Implementations: Microsoft IE6, AT&T Privacy Bird Policy Creation Tools: P3Pedit, IBM Trivoli Privacy Wizard Checking or policy matching: Presently done using a proxy. Agrawal et. al. propose the use of server-centric technology for matching preferences against policies. They argue that this can allow us to use much of the power of relational databases. For using relational databases, the policy is first flattened out into relations. The privacy preference is then converted into a SQL query over this database. This implementation works faster than a client-side implementation and is more extensible. Besides, server-centric implementation is good for mobile clients. If the preference matches against the policy, data is collected. Each tuple is then tagged with the set of purposes for which it is collected. Audit trails of each successful match are stored for any legal challenges to compliance.Queries are tagged with a purpose. These queries can access only certain columns of the tables depending on the privacy metadata. Further, only those tuples in the data that are tagged with that purpose are visible to the query.
There should be a separate intrusion detection module to detect anomalous queries posed by even authorized users. For example although the sales department is allowed to see the shipping address on an order-by-order basis, if a person in the sales department tries to steal all the addresses, such a query should be declared as anomalous.
A data item should be retained for the maximum retention period among all the purposes for which it has been collected. After this period, it should be deleted from all logs, checkpoints etc.
This module is responsible for checking if a particular attribute is unused, or if a particular authorized user has more than privileges than required.
There are various challenges to developing such a system.
A good language is needed for specifying privacy policies We need a language more general than P3P. For example, how about a user who is willing to give away some information provided he is given a certain compensation?
There are traditional efficiency concerns in using this design. For example, if every time a customer give information for the same purpose, the purpose tag can be kept in the customer table, rather than keeping the it with every possible transaction.

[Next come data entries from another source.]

PR #2879, opened 2020-09-23
Better style of bundle table header

### LINKED ISSUE #2397: style the bundle table headers better
The tables on the worksheet have headers which are too light and too tall, which makes it hard to read.
Screenshot from 2020-06-14 14-04-56
Make the header slightly darker and the same height as regular rows.

yuqijin:

Make the header in black color and the same height as regular rows.

### Related issues

fix #2397 

### Screenshots

2397-table-header-style

### Checklist

### DIFF
--- a/frontend/src/components/worksheets/items/TableItem/TableItem.js
+++ b/frontend/src/components/worksheets/items/TableItem/TableItem.js
@@ -148,12 +148,20 @@ class TableItem extends React.Component<{
                                   top: 0,
                                   backgroundColor: '#F8F9FA',
                                   zIndex: 1,
+                                  color: '#000000',
+                                  paddingBottom: 0,
+                                  paddingTop: 0,
+                                  height: 26,
                               }
                             : {
                                   position: 'sticky',
                                   top: 0,
                                   backgroundColor: '#F8F9FA',
                                   zIndex: 1,
+                                  color: '#000000',
+                                  paddingBottom: 0,
+                                  paddingTop: 0,
+                                  height: 26,
                               }
                     }
                 >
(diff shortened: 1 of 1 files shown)


frontend/src/components/worksheets/items/TableItem/TableItem.js
```diff
@@ -148,20 +148,28 @@ class TableItem extends React.Component<{
                                   top: 0,
```
yipenghe, line 148: Since the two conditions are identical except for paddingLeft, maybe consider doing something similar to https://github.com/codalab/codalab-worksheets/blob/master/frontend/src/components/worksheets/items/TableItem/BundleRow.js#L192-L197, so we won't need to update two places in the future

frontend/src/components/worksheets/items/TableItem/TableItem.js
```diff
@@ -148,20 +148,28 @@ class TableItem extends React.Component<{
...
                                   backgroundColor: '#F8F9FA',
                                   zIndex: 1,
+                                  color: '#000000',
```
yipenghe: Since the two conditions are identical except for paddingLeft, maybe consider doing something similar to https://github.com/codalab/codalab-worksheets/blob/master/frontend/src/components/worksheets/items/TableItem/BundleRow.js#L192-L197, so we won't need to update two places in the future

yuqijin: Take your advice and refactor the code!

frontend/src/components/worksheets/items/TableItem/TableItem.js
```diff
@@ -140,28 +140,26 @@ class TableItem extends React.Component<{
...
-                                  top: 0,
-                                  backgroundColor: '#F8F9FA',
-                                  zIndex: 1,
-                              }
-                            : {
-                                  position: 'sticky',
-                                  top: 0,
-                                  backgroundColor: '#F8F9FA',
-                                  zIndex: 1,
+                                  paddingLeft: editPermission ? '30px' : '40px',
```
yipenghe, line 151: We can also make this a class and do something like [classes.firstColumnHeader]: index === 0 and not use style here at all

yipenghe (approved):
<strike>Feel free to decide whether to adopt my suggestion above</strike> Never mind, looks good to me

For ensuring this, we can do
Access Analysis - see which attributes are not being used. The problem is that the use of an attribute can be conditional. For example, assets are required for a mortgage application only if the salary is low.
Granularity analysis - see that not more information than required is being collected. For example, if queries are only of the form numChildren>0 and numChildren==0, the exact number of children is higher granularity data than required.
A query may be rewritten in terms of minimal queries to actually reveal things as in (1) and (2).
Data should be removed permanently after expiry, i.e. from all logs, checkpoints etc.
For safety, data on disk must be secured by encryption. However, this opens the very difficult problem of query-processing over encrypted data.
Universal logging: Each donor is provided with logs of accesses of his/her data. However, this is not scaleable.
Tracking Breaches: Fingerprinting - Insert some false email accounts. If an email on that account is received, then privacy breach has taken place. Fingerprints should be assigned not uniformly, but according to the distribution, e.g., more in the populated areas.
A strawman design for the Hippocratic Databases paradigm and the major challenges therein are given above.